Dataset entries
*****
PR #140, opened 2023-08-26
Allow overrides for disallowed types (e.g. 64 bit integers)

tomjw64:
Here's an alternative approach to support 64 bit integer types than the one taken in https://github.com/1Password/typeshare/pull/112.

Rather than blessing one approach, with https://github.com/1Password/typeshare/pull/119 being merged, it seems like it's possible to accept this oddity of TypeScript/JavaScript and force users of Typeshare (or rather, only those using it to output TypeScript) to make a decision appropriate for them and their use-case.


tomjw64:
*****
**INSTRUCTIONS TO FOLLOW**
Copy out every record above once more, precisely as written.

**TASK OUTPUT**
PR #140, opened 2023-08-26
Allow overrides for disallowed types (e.g. 64 bit integers)

tomjw64:
Here's an alternative approach to support 64 bit integer types than the one taken in https://github.com/1Password/typeshare/pull/112.

Rather than blessing one approach, with https://github.com/1Password/typeshare/pull/119 being merged, it seems like it's possible to accept this oddity of TypeScript/JavaScript and force users of Typeshare (or rather, only those using it to output TypeScript) to make a decision appropriate for them and their use-case.


tomjw64:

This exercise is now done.